To do = Filter on the word "cluster": copy each matching line from the listing below.

Information given =

# # # #

PR #364, opened 2020-01-06
[DIS-314] Add support to scheme in probes HttpGet definition

fnobilia:
Upon defining a probe for a *Shipcat* worker, the default scheme used to `GET` from the specified end point is HTTPS. In case your worker does not support HTTPS, you will see kube events like
```
Warning  Unhealthy  5s (x4 over 35s)  kubelet, ip-XXX-XXX-XXX-XXX Readiness probe failed: Get https://XXX.XXX.XXX.XXX:8080/health: http: server gave HTTP response to HTTPS client
```
To fix this issue, `HttpGet` struct should support `scheme` definition as specified in the official [kubernetes doc](https://kubernetes.io/docs/tasks/configure-pod-container/configure-liveness-readiness-startup-probes/#configure-probes). Default value will be `HTTP` has reported in kubernetes doc.


shipcat_definitions/src/structs/probes.rs
```diff
@@ -9,11 +9,15 @@ pub struct HttpGet {
...
     pub port: String,
+    /// Scheme to use (i.e. HTTP or HTTPS)
+    #[serde(default = "http_get_default_scheme")]
+    pub scheme: String,
     /// Headers to set
     #[serde(default, skip_serializing_if = "Vec::is_empty")]
     pub httpHeaders: Vec<HttpHeader>,
 }
 fn http_get_default_port() -> String { "http".into() }
+fn http_get_default_scheme() -> String { "HTTP".to_string() }
```
gleaver: It might be better to have this read in as an `Option`. If we default the value here, the output of shipcat template will change for every single service defining a probe to add `scheme: HTTP`, rather than relying on kubernetes to default. 

I don't know if the k8s diff is smart enough to ignore that, but might result in some nop-reconciles.

gleaver:
Can you link the corresponding chart change PR as well?

fnobilia:
I don't think we need any change, when

PR #366, opened 2020-01-07
[DEVP-1171] Remove enum from dataHandling field names to allow looser…

gleaver:
… definitions of field names

Change the `field.name` and `process.field` fields to allow free text as the name, rather than one of a defined enum. The derivation of PII/SPII is removed, as this isn't being used.

The new validation assures that:
1) Field names are `CamelCase`, starting with a capital letter
2) Field names being used in a process are defined in a field.


shipcat_definitions/src/structs/security.rs
```diff
@@ -162,28 +108,28 @@ pub struct DataField {
...
-    pub field: DataFieldType,
+    pub field: String,
     /// Service source service for this information
     pub source: String,
 }
 
 impl DataHandling {
     pub fn verify(&self) -> Result<()> {
+        // field names must be CamelCase
+        let re = Regex::new(r"^[A-Z][[:alpha:]\d]+$").unwrap();
```
clux: Ah, good, this should avoid the empty case as well.

shipcat_definitions/src/structs/security.rs
```diff
@@ -162,28 +108,28 @@ pub struct DataField {
...
     /// Canonical field name
-    pub field: DataFieldType,
+    pub field: String,
     /// Service source service for this information
     pub source: String,
 }
 
 impl DataHandling {
     pub fn verify(&self) -> Result<()> {
+        // field names must be CamelCase
```
clux: PascalCase != camelCase

gleaver: I've never come across the term PascalCase - only UpperCamelCase and lowerCamelCase.

PR #371, opened 2020-01-14
[SIM-66] Check minReplicas parameter on autoScaling during rollout.

alexmorley:
Related to: https://github.com/babylonhealth/shipcat/issues/368


shipcat_cli/src/kubectl.rs
```diff
@@ -172,10 +172,26 @@ fn rollout_status(mf: &Manifest) -> Result<bool> {
...
         "--watch=false".into(), // always just print current status
     ];
+
+    let minReplicas;
+    if mf.autoScaling.is_some() {
+        minReplicas = mf.autoScaling.as_ref().unwrap().minReplicas;
+    } else {
+        minReplicas = mf.replicaCount.unwrap();
+    }
+    let (_, currentReplicas) = get_classified_pods(PodClassification::Active, mf).unwrap();
```
alexmorley: Are all active pods necessarily from the current rollout (e.g. are we sure that there are no old replicas - they *should* be terminating but maybe not if rolling-updates are on).

shipcat_cli/src/kubectl.rs
```diff
@@ -172,10 +172,26 @@ fn rollout_status(mf: &Manifest) -> Result<bool> {
         format!("-n={}", mf.namespace),
         "--watch=false".into(), // always just print current status
     ];
+
+    let minReplicas;
+    if mf.autoScaling.is_some() {
```
clux: you can assign this if!
`let minReplicas = if .. {} else {};`

shipcat_cli/src/kubectl.rs
clux: if there are old replicas still there, that's probably okay to ignore atm. I can't think of a case where they actually linger after a rolling update is finished at least... :thinking:

shipcat_cli/src/kubectl.rs
```diff
@@ -172,10 +172,26 @@ fn rollout_status(mf: &Manifest) -> Result<bool> {
...
+    let (_, currentReplicas) = get_classified_pods(PodClassification::Active, mf).unwrap();
+
     let (rollres, _) = kout(statusvec)?;
     debug!("{}", rollres);
     if rollres.contains("successfully rolled out") {
         Ok(true)
+    } else if currentReplicas.len() as u32 >= minReplicas {
+        debug!(
+            "Enough replicas rolled out.
+            currentReplicas {} > minReplicas {}.",
```
clux: `>=`

shipcat_cli/src/kubectl.rs
alexmorley: but this will be run during the rollout right. Just want to make sure the following situation isn't possible:
1. 2 old pods
2. 1 old pod terminating, 1 old pod running, 1 new pod running
--> shipcat thinks rollout was successful and returns as we have two running pods
3. next new pod cannot start, just 1 new pod running
--> now have a cluster with fewer than min replicas pods but rollout status was successful

alexmorley:
@clux I was thinking of writing some tests with some example kubectl output but I reckon it'll require larger changes that should be done separately (need to work out how best to mock the `kout` function). In the mean time does this need any further tests?

clux:
Yeah, this is one of those things that aren't covered too well by tests at the moment. We should test it against a real cluster before releasing it (be it minikube or a dev cluster).

alexmorley:
@clux I'll test against dev today as we're gonna be deploying to it a few times today anyway 👍

alexmorley:
Tested on minikube. There are a couple of cases where it gives successful deploy even where there is a failure. Will fix.

shipcat_cli/src/kubectl.rs
clux: Oh.. that is actually possible, crap.

You could limit the pod search to the latest replicaset (e.g. `hippo-kb-graph-7cfcc4559c-p57vv` has replicaset hash == `7cfcc4559c` and pod hash == `p57vv`) - though that is not safe against multiple simultaneous upgrades (last one wins). Might have to search for the specific replicaset that was created by our `apply` call (though this leads to a possible new error case where one upgrade is Preceeded by another upgrade while this was in progress).

clux: It might be easiest to have look for at least `N` pods with the same replicaset hash.

The only case this doesn't fully catch is when there are multiple upgrades happening at the same time and then you either have:

- the other upgrade wins slowly (first upgrade waiters will report failure, second will succeed)
- the other upgrade wins quickly (both upgrade waiters see the last success simultaneously)

clux:
Did you give up on this? I have a bunch of related things to look at soon, but would still appreciate this PR.

alexmorley:
> Did you give up on this? I have a bunch of related things to look at soon, but would still appreciate this PR.
I have and hour and a half blocked out to look at it again tomorrow morning!

clux:
Replaced in #428

PR #380, opened 2020-01-24
manifest.workload + statefulset basic support

clux:
**EDIT: IGNORE THIS COMMENT READ COMMENTS BELOW**
** WE ARE NO LONGER TRYING TO SHOEHORN VOLUMES INTO DEPLOYMENTS **

there's a dependent pr for this in our manifests. Required to make this work is something like this in the `deployment.yml` part of the chart:

first, under deployment's `volumeMounts`:
```yaml
      {{- range $p := $.Values.persistentVolumes }}
        - name: {{ $p.name }}
          mountPath: {{ $p.mountPath }}
      {{- end }}
```

secondly, making sure it exists, under deployment's `volumes`:

```yaml
      {{- range $p := $.Values.persistentVolumes }}
      - name: {{ $p.name }}
        persistentVolumeClaim:
          claimName: {{ $p.name }}
      {{- end }}
```

and weirdly, under deployments `initContainers`:

```yaml
{{- range $p := $.Values.persistentVolumes }}
          initContainers:
          - name: {{ $p.name }}-mount-permissions
            image: busybox
            command: ["sh", "-c", "chmod 777 {{ $p.mountPath }}"]
            volumeMounts:
            - name: {{ $p.name }}
              mountPath: {{ $p.mountPath }}
{{- 
```

This part is because the mounted volume is root-owned by default, which breaks for secure non-root containers. See https://serverfault.com/questions/906083/how-to-mount-volume-with-specific-uid-in-kubernetes-pod

And finally, the resource that creates it, either stand-alone, or at the bottom of `deployment.yml`:

```yaml
{{- range $p := $.Values.persistentVolumes }}
---
apiVersion: v1
kind: PersistentVolumeClaim
metadata:
  name: {{ $p.name }}
  namespace: {{ $.Values.namespace }}
  labels:
    app: {{ $.Values.name }}
    {{- template "chart.squadAndTribeLabelsIndent4" $ }}
{{- template "chart.ownerRefs" $ }}
spec:
  accessModes:
    - {{ $p.accessMode }}
  storageClassName: gp2
  resources:
    requests:
      storage: {{ $p.size }}
{{- end }}
```


shipcat_definitions/src/structs/resources.rs
```diff
@@ -151,12 +151,22 @@ pub fn parse_memory(s: &str) -> Result<f64> {
         res *= 1024.0*1024.0;
     } else if unit == "Gi" {
         res *= 1024.0*1024.0*1024.0;
+    } else if unit == "Ti" {
+        res *= 1024.0*1024.0*1024.0*1024.0;
+    } else if unit == "Ti" {
```
gleaver: copy pasty

shipcat_definitions/src/structs/resources.rs
```diff
@@ -151,12 +151,22 @@ pub fn parse_memory(s: &str) -> Result<f64> {
         res *= 1024.0*1024.0;
     } else if unit == "Gi" {
         res *= 1024.0*1024.0*1024.0;
+    } else if unit == "Ti" {
```
gleaver: is `Ki` correct?

clux: Ugh, from kube docs:
> You can express memory as a plain integer or as a fixed-point integer using one of these suffixes: E, P, T, G, M, K. You can also use the power-of-two equivalents: Ei, Pi, Ti, Gi, Mi, Ki.

so it doesn't even follow SI. Uppercase both K and Ki.

clux:
Actually. Going to redo this so we can properly support StatefulSet instead. It's not very useful to have have Pvcs in the base chart if we can't use rolling upgrade with the default RWO access mode for EBS.

clux:
Considering fully adding the concept of a `kind` to a shipcatmanifest. This allows the charts to do intelligent multiplexing and shipcat to share common concepts between charts and and internal logic. See https://github.com/babylonhealth/shipcat/issues/382, will probably proceed with this unless there are no objections.

clux:
To avoid the confusion of having a `kind` inside a `spec` from a k8s perpective, we have renamed the enum to the more actual `workload` to map to a `PrimaryWorkload` enum.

# # # #

Exercise answer =
--> now have a cluster with fewer than min replicas pods but rollout status was successful
Yeah, this is one of those things that aren't covered too well by tests at the moment. We should test it against a real cluster before releasing it (be it minikube or a dev cluster).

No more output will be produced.